▶ [Brief]: Check each line of the entries below for the word "format", and copy the lines that have it.

※

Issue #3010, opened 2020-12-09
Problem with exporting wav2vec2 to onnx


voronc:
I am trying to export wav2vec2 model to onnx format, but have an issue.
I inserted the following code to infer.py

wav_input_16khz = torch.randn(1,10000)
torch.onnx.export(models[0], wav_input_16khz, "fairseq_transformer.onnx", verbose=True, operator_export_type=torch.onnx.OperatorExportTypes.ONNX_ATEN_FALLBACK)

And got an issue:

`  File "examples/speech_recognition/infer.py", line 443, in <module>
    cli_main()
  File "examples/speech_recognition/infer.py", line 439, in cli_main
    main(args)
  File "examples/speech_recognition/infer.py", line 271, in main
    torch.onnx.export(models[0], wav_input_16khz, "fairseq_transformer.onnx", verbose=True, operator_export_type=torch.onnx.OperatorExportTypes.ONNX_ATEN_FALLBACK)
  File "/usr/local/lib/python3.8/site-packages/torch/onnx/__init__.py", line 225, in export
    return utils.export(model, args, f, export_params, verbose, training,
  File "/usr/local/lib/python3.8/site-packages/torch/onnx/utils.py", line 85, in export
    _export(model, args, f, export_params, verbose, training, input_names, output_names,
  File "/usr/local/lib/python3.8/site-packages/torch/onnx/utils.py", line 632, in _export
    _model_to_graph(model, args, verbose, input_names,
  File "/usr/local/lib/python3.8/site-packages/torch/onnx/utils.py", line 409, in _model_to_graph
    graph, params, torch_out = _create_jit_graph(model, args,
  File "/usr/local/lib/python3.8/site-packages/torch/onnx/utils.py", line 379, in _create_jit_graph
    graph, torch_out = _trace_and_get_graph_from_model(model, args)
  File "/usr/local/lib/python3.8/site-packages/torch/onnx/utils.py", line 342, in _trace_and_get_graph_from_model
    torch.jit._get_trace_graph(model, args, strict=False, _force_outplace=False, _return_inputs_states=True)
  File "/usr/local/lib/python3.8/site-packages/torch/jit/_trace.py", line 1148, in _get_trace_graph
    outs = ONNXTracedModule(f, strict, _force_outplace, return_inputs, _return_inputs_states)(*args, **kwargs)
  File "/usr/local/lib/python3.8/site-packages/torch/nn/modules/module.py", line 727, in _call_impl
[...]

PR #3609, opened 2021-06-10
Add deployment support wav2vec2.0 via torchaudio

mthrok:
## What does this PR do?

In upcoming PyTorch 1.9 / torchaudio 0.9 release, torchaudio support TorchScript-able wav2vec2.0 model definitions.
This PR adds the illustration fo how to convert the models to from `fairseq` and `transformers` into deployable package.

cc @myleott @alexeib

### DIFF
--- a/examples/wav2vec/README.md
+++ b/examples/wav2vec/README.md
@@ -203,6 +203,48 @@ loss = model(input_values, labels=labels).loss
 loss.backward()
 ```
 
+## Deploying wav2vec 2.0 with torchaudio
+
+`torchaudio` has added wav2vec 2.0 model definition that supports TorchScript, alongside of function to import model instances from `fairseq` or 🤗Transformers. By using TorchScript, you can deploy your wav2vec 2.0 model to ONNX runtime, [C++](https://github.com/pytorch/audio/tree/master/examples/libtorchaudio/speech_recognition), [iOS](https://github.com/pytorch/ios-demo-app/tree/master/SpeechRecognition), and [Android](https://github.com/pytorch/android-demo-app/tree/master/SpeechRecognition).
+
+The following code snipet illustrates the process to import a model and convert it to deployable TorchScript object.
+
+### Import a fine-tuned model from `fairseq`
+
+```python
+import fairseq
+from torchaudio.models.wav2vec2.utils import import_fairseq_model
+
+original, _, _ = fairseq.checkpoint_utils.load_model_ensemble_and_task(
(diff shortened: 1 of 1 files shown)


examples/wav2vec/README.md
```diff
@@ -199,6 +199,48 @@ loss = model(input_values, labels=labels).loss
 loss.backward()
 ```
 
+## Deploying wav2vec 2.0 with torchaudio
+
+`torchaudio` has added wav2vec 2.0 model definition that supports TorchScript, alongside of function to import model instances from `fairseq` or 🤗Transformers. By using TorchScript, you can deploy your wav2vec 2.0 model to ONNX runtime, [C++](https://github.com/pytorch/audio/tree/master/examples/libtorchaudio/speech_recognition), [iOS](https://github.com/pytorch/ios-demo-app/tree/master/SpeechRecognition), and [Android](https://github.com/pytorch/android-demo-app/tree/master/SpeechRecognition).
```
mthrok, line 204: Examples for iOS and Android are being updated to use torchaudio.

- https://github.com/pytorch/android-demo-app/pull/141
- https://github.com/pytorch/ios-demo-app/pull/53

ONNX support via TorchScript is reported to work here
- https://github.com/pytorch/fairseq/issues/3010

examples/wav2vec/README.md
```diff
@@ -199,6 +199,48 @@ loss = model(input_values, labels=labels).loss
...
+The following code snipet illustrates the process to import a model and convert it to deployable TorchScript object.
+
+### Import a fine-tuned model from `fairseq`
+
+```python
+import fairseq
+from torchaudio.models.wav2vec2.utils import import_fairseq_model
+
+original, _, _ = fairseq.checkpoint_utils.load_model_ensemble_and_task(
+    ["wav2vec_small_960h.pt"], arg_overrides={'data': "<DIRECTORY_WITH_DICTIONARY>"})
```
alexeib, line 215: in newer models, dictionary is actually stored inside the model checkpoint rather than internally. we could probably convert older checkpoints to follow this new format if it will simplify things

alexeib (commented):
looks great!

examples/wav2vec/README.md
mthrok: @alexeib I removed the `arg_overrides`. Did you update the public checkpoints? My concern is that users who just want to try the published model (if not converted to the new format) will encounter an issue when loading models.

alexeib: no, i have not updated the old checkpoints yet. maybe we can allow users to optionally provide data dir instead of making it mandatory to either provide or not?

※

▶ [Final answer]:
I am trying to export wav2vec2 model to onnx format, but have an issue.
alexeib, line 215: in newer models, dictionary is actually stored inside the model checkpoint rather than internally. we could probably convert older checkpoints to follow this new format if it will simplify things
mthrok: @alexeib I removed the `arg_overrides`. Did you update the public checkpoints? My concern is that users who just want to try the published model (if not converted to the new format) will encounter an issue when loading models.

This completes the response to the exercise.